● SUPPLIED DATA:

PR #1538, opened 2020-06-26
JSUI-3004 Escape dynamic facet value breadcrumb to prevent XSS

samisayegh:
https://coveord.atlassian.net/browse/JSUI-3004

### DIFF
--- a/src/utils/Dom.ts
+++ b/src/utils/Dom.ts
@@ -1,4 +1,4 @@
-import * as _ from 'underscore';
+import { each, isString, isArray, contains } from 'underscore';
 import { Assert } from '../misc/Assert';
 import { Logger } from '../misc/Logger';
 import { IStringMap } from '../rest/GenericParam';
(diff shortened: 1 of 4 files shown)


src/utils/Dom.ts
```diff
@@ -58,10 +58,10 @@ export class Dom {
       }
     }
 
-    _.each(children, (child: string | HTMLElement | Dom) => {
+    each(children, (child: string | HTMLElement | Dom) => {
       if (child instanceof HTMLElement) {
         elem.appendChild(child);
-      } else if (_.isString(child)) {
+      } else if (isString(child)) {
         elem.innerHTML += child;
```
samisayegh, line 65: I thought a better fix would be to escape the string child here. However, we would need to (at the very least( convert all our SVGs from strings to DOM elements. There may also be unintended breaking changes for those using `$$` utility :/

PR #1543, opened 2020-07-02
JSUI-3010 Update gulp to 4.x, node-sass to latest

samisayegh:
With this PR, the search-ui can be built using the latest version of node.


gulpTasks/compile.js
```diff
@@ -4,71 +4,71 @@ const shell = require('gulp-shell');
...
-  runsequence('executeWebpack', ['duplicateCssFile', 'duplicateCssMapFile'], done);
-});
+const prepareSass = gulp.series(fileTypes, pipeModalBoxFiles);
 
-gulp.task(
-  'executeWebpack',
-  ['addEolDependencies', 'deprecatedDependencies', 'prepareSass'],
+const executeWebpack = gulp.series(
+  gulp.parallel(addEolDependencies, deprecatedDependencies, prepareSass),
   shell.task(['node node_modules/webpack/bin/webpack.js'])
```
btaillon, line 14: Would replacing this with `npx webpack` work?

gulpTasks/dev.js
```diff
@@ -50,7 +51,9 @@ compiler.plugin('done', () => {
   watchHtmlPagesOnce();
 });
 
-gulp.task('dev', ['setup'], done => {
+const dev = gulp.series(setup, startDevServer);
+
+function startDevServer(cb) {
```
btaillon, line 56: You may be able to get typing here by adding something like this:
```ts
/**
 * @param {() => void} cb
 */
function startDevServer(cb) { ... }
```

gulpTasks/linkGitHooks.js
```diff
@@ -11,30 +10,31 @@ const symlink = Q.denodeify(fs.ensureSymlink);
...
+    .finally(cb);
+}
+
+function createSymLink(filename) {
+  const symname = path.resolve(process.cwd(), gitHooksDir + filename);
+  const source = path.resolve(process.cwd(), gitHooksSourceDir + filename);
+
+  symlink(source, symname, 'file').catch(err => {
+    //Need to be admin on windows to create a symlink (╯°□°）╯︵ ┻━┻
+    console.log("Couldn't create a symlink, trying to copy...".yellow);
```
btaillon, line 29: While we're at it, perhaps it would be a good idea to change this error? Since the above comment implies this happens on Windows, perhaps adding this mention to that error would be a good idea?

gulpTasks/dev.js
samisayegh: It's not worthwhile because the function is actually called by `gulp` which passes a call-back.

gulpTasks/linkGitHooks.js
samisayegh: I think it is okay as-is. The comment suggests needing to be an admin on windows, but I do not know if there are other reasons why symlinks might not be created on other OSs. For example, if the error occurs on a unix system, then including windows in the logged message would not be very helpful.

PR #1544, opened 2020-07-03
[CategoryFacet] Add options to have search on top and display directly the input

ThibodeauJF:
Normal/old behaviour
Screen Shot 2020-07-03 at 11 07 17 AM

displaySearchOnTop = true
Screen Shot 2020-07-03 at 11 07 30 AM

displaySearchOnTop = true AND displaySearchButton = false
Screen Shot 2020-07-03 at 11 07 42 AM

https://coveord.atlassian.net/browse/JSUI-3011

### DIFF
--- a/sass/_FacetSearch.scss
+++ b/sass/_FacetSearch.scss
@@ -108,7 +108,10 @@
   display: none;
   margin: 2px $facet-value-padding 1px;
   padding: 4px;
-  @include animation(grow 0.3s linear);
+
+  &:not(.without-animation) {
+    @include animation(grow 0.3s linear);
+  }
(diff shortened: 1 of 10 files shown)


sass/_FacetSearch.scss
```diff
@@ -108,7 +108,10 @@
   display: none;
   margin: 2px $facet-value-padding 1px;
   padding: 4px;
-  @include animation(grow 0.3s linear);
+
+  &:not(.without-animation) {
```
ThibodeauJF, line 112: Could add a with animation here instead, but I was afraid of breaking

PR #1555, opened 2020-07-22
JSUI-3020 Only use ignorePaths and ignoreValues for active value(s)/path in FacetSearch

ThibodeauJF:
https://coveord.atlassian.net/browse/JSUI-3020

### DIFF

● TASK DETAILS:
Give back the whole listing, word for word.

● EXERCISE OUTPUT:
PR #1538, opened 2020-06-26
JSUI-3004 Escape dynamic facet value breadcrumb to prevent XSS

samisayegh:
https://coveord.atlassian.net/browse/JSUI-3004

### DIFF
--- a/src/utils/Dom.ts
+++ b/src/utils/Dom.ts
@@ -1,4 +1,4 @@
-import * as _ from 'underscore';
+import { each, isString, isArray, contains } from 'underscore';
 import { Assert } from '../misc/Assert';
 import { Logger } from '../misc/Logger';
 import { IStringMap } from '../rest/GenericParam';
(diff shortened: 1 of 4 files shown)


src/utils/Dom.ts
```diff
@@ -58,10 +58,10 @@ export class Dom {
       }
     }
 
-    _.each(children, (child: string | HTMLElement | Dom) => {
+    each(children, (child: string | HTMLElement | Dom) => {
       if (child instanceof HTMLElement) {
         elem.appendChild(child);
-      } else if (_.isString(child)) {
+      } else if (isString(child)) {
         elem.innerHTML += child;
```
samisayegh, line 65: I thought a better fix would be to escape the string child here. However, we would need to (at the very least( convert all our SVGs from strings to DOM elements. There may also be unintended breaking changes for those using `$$` utility :/

PR #1543, opened 2020-07-02
JSUI-3010 Update gulp to 4.x, node-sass to latest

samisayegh:
With this PR, the search-ui can be built using the latest version of node.


gulpTasks/compile.js
```diff
@@ -4,71 +4,71 @@ const shell = require('gulp-shell');
...
-  runsequence('executeWebpack', ['duplicateCssFile', 'duplicateCssMapFile'], done);
-});
+const prepareSass = gulp.series(fileTypes, pipeModalBoxFiles);
 
-gulp.task(
-  'executeWebpack',
-  ['addEolDependencies', 'deprecatedDependencies', 'prepareSass'],
+const executeWebpack = gulp.series(
+  gulp.parallel(addEolDependencies, deprecatedDependencies, prepareSass),
   shell.task(['node node_modules/webpack/bin/webpack.js'])
```
btaillon, line 14: Would replacing this with `npx webpack` work?

gulpTasks/dev.js
```diff
@@ -50,7 +51,9 @@ compiler.plugin('done', () => {
   watchHtmlPagesOnce();
 });
 
-gulp.task('dev', ['setup'], done => {
+const dev = gulp.series(setup, startDevServer);
+
+function startDevServer(cb) {
```
btaillon, line 56: You may be able to get typing here by adding something like this:
```ts
/**
 * @param {() => void} cb
 */
function startDevServer(cb) { ... }
```

gulpTasks/linkGitHooks.js
```diff
@@ -11,30 +10,31 @@ const symlink = Q.denodeify(fs.ensureSymlink);
...
+    .finally(cb);
+}
+
+function createSymLink(filename) {
+  const symname = path.resolve(process.cwd(), gitHooksDir + filename);
+  const source = path.resolve(process.cwd(), gitHooksSourceDir + filename);
+
+  symlink(source, symname, 'file').catch(err => {
+    //Need to be admin on windows to create a symlink (╯°□°）╯︵ ┻━┻
+    console.log("Couldn't create a symlink, trying to copy...".yellow);
```
btaillon, line 29: While we're at it, perhaps it would be a good idea to change this error? Since the above comment implies this happens on Windows, perhaps adding this mention to that error would be a good idea?

gulpTasks/dev.js
samisayegh: It's not worthwhile because the function is actually called by `gulp` which passes a call-back.

gulpTasks/linkGitHooks.js
samisayegh: I think it is okay as-is. The comment suggests needing to be an admin on windows, but I do not know if there are other reasons why symlinks might not be created on other OSs. For example, if the error occurs on a unix system, then including windows in the logged message would not be very helpful.

PR #1544, opened 2020-07-03
[CategoryFacet] Add options to have search on top and display directly the input

ThibodeauJF:
Normal/old behaviour
Screen Shot 2020-07-03 at 11 07 17 AM

displaySearchOnTop = true
Screen Shot 2020-07-03 at 11 07 30 AM

displaySearchOnTop = true AND displaySearchButton = false
Screen Shot 2020-07-03 at 11 07 42 AM

https://coveord.atlassian.net/browse/JSUI-3011

### DIFF
--- a/sass/_FacetSearch.scss
+++ b/sass/_FacetSearch.scss
@@ -108,7 +108,10 @@
   display: none;
   margin: 2px $facet-value-padding 1px;
   padding: 4px;
-  @include animation(grow 0.3s linear);
+
+  &:not(.without-animation) {
+    @include animation(grow 0.3s linear);
+  }
(diff shortened: 1 of 10 files shown)


sass/_FacetSearch.scss
```diff
@@ -108,7 +108,10 @@
   display: none;
   margin: 2px $facet-value-padding 1px;
   padding: 4px;
-  @include animation(grow 0.3s linear);
+
+  &:not(.without-animation) {
```
ThibodeauJF, line 112: Could add a with animation here instead, but I was afraid of breaking

PR #1555, opened 2020-07-22
JSUI-3020 Only use ignorePaths and ignoreValues for active value(s)/path in FacetSearch

ThibodeauJF:
https://coveord.atlassian.net/browse/JSUI-3020

### DIFF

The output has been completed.